PR #168, opened 2016-03-06
bears: Adding ESLint Bear

sudheesh001:


sils1297:
@sudheesh001 ping me if you need help, eslint is important, many people want it and it can autofix stuff

AbdealiJK:
@sudheesh001 can you paste the link of the commit with lots of reviews I had given ? So that it doesnt get lost.

sils1297:
wip as per discussion on gitlab

sils1297:
gitter

bears/js/ESLintBear.py
```diff
@@ -0,0 +1,77 @@
...
+                        newoutput[int(endingValue+replacement_count):]
+                    # print(newoutput)
+                else:
+                    yield Result.from_values(
+                        origin=self,
+                        message=lint_result['message'],
+                        file=filename,
+                        severity=self.severity_map[str(lint_result['severity'])],
+                        line=lint_result['line'])
+                    pass
```
sils1297: unneeded pass

bears/js/ESLintBear.py
```diff
@@ -0,0 +1,77 @@
...
+                if 'fix' in lint_result:
+                    fixStructure = lint_result['fix']
+                    startingValue, endingValue = fixStructure['range']
+                    replacementText = fixStructure['text']
+                    if replacementText != "":
+                        replacement_count+=1
+                    newoutput = newoutput[
+                        :int(startingValue)+replacement_count] + replacementText +\
+                        newoutput[int(endingValue+replacement_count):]
+                    # print(newoutput)
```
sils1297: you never yield a result except for the last correction?

bears/js/ESLintBear.py
```diff
@@ -0,0 +1,77 @@
...
+from coalib.results.RESULT_SEVERITY import RESULT_SEVERITY
+from coalib.misc.Shell import escape_path_argument
+from coalib.results.Result import Result
+from json.decoder import JSONDecodeError
+
+
+class ESLintBear(LocalBear, Lint):
+    executable = 'eslint'
+    severity_map = {
+        "2": RESULT_SEVERITY.MAJOR,
```
AbdealiJK: These should probably be ints.
The json gives ints - not strings

bears/js/ESLintBear.py
```diff
@@ -0,0 +1,77 @@
...
+            lines = [line for line in open(filename)]
+            lines = "".join(lines)
+            newoutput = lines
+            replacement_count = 0
+            for lint_result in output[0]['messages']:
+                if lint_result['severity'] == 0:
+                    continue
+                if 'fix' in lint_result:
+                    fixStructure = lint_result['fix']
+                    startingValue, endingValue = fixStructure['range']
```
AbdealiJK: these numbers dont seem to be strings in the json - are you sure they are strings here ?
I dont think you need the "int()" later

bears/js/ESLintBear.py
```diff
@@ -0,0 +1,77 @@
...
+                    replacementText = fixStructure['text']
+                    if replacementText != "":
+                        replacement_count+=1
```
AbdealiJK: This logic doesnt seem to make sense. I think it should be `replacement_count += len(replacementText) - len_of_replaced_text` ?
I guess length of replaced text can be found with startValue, endValue

bears/js/ESLintBear.py
AbdealiJK: Our variables are snake cased, not camel case

bears/js/ESLintBear.py
```diff
@@ -0,0 +1,77 @@
...
+            newoutput = lines
+            replacement_count = 0
+            for lint_result in output[0]['messages']:
+                if lint_result['severity'] == 0:
+                    continue
+                if 'fix' in lint_result:
+                    fixStructure = lint_result['fix']
+                    startingValue, endingValue = fixStructure['range']
+                    replacementText = fixStructure['text']
+                    if replacementText != "":
```
AbdealiJK: snake case

bears/js/ESLintBear.py
```diff
@@ -0,0 +1,77 @@
...
+        :param eslint_config: The location of the .eslintrc config file.
+        '''
+        self.arguments = '--no-ignore --no-color -f=json --stdin'
+        if eslint_config:
+            self.arguments += (" --config "
+                               + escape_path_argument(eslint_config))
+
+        return self.lint(filename, file)
+
+    def _process_issues(self, output, filename):
```
AbdealiJK: Don't use `_process_output` there's another function which already gives you the `file` also. Then you wont need line 38 below

bears/js/ESLintBear.py
```diff
@@ -0,0 +1,77 @@
...
+        try:
+            output = json.loads("".join(output))
+            lines = [line for line in open(filename)]
+            lines = "".join(lines)
+            newoutput = lines
+            replacement_count = 0
+            for lint_result in output[0]['messages']:
```
AbdealiJK: Can we make sure that len(output) == 1 ?

AbdealiJK: An assert which throws errors would be good, as if its not 1 - its a bug in the bear

bears/js/ESLintBear.py
```diff
@@ -0,0 +1,77 @@
...
+                    newoutput = newoutput[
+                        :int(startingValue)+replacement_count] + replacementText +\
+                        newoutput[int(endingValue+replacement_count):]
+                    # print(newoutput)
+                else:
+                    yield Result.from_values(
+                        origin=self,
+                        message=lint_result['message'],
+                        file=filename,
+                        severity=self.severity_map[str(lint_result['severity'])],
```
AbdealiJK: str can be removed and severity_map can use ints

bears/js/ESLintBear.py
```diff
@@ -0,0 +1,77 @@
...
+                if lint_result['severity'] == 0:
+                    continue
+                if 'fix' in lint_result:
+                    fixStructure = lint_result['fix']
+                    startingValue, endingValue = fixStructure['range']
+                    replacementText = fixStructure['text']
+                    if replacementText != "":
+                        replacement_count+=1
+                    newoutput = newoutput[
+                        :int(startingValue)+replacement_count] + replacementText +\
```
AbdealiJK: Better formatting would be immensely helpful for readability here

bears/js/ESLintBear.py
```diff
@@ -0,0 +1,77 @@
...
+                lines.splitlines(True), newoutput.splitlines(True))
+
+            yield Result.from_values(
+                origin=self,
+                message=lint_result['message'],
+                file=filename,
+                diffs={filename: diff},
+                severity=self.severity_map[str(lint_result['severity'])],
+                line=lint_result['line'])
+        except JSONDecodeError:
```
AbdealiJK: The JSONDecodeError is only raised in `json.loads` so why add everything into try ?

bears/js/ESLintBear.py
```diff
@@ -0,0 +1,77 @@
...
+                else:
+                    yield Result.from_values(
+                        origin=self,
+                        message=lint_result['message'],
+                        file=filename,
+                        severity=self.severity_map[str(lint_result['severity'])],
+                        line=lint_result['line'])
+                    pass
+
+            diff = Diff.from_string_arrays(
```
AbdealiJK: You could just use `__yield_diffs` in Lint I think ? (Dont remember the name but there definitely exists a helper function for this

tests/js/ESLintBearTest.py
```diff
@@ -0,0 +1,51 @@
...
+        "semi"             : [1, "always"],
+        "space-unary-ops"  : 2
+    }
+}
+""".splitlines(True)
+
+ESLintBearGoodTest = verify_local_bear(ESLintBear,
+                                       valid_files=(test_good,),
+                                       invalid_files=(test_bad,),
+                                       settings={"eslint_config":
```
AbdealiJK: Im still wondering about the config ... Are you sure it makes sense ???
Youre giving a list as a cli arg. I have no clue how it works ...

sudheesh001:
previous commit review at https://github.com/coala-analyzer/coala-bears/pull/168/files#diff-b16213bb59fa1facd911d595fc62fa31R50

Just putting this up so that we don't lose it after the rebase

bears/js/ESLintBear.py
sudheesh001: I didn't understand this, Could you explain further, I've made the other changes, the bear recognizes the warnings correctly but still faces a few issues in the corrections.

AbdealiJK: Use `_process_corrected`.
It gives out a variable named `file` which is the same as `lines` that you create inside this function

sudheesh001:
Thanks @AbdealiJK I'll open a new comer issue, maybe @gopalmeena would be interested to work on it. He sent an initial patch to coala before and was looking at getting started.

sudheesh001:
@rultor merge

PR #186, opened 2016-03-08
Makman2/deps

Makman2:
~~browsed the packages on pypi for the most recent versions, since they seem to work with the latest PRs that got merged.~~
EDIT: Some of the newest packages don't work, let's do this somewhen else...


AbdealiJK:
I am still against it
I think we should file a bug in radon about this. If another package (lets say pytest) wants a higher version - we wont be able to do anything.
I do not think this is a fix.

Makman2:
We can't rely on packages we don't test against. This is the only way to ensure our users a working program.
If they want newer packages they shall try installing them manually or if they have conflicting packages, they can easily setup a venv and install the specific dependencies from coala there.
Especially we have many packages, maintaining this stability gets too difficult.

Makman2:
... I hope we don't spin around with the dependencies now...  @sils1297 could you take a look?

AbdealiJK:
@Makman2 so you're saying if I have a flask application to make some website, I should make a virtualenv for flask and another virtualenv for coala if I want to use both ?
I think thats a major usability issue ...

Also, what do you mean by we do not test against it ?

sils1297:
rejected, fixing all the version will yield lots and lots of more of those conflicts we're experiencing now to our users indeed. I'm personally thinking about "lets fix the radon version as a hotfix", then we have to think about how we make pip on our CI uninstall packages like colorama if they are too new. The problem only occurred because radon added the colorama dependency with == right?

sils1297:
can we close this in favour of https://github.com/coala-analyzer/coala-bears/pull/191 ? A bug with radon was filed.

sils1297:
Related: rubik/radon#82
Related: coala-analyzer/coala#1852

PR #187, opened 2016-03-09
requirements.txt: Fix radon version

Makman2:
radon introduces version conflicts with 1.2.3. Limitting version until
we find a solution to that.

┄┄┄┄┄┄┄┄┄┄┄┄┄┄┄┄┄┄┄┄

*To do*
Search the data above for the word "sense". Copy each line it is in.

*Reply to the task*
AbdealiJK: This logic doesnt seem to make sense. I think it should be `replacement_count += len(replacementText) - len_of_replaced_text` ?
AbdealiJK: Im still wondering about the config ... Are you sure it makes sense ???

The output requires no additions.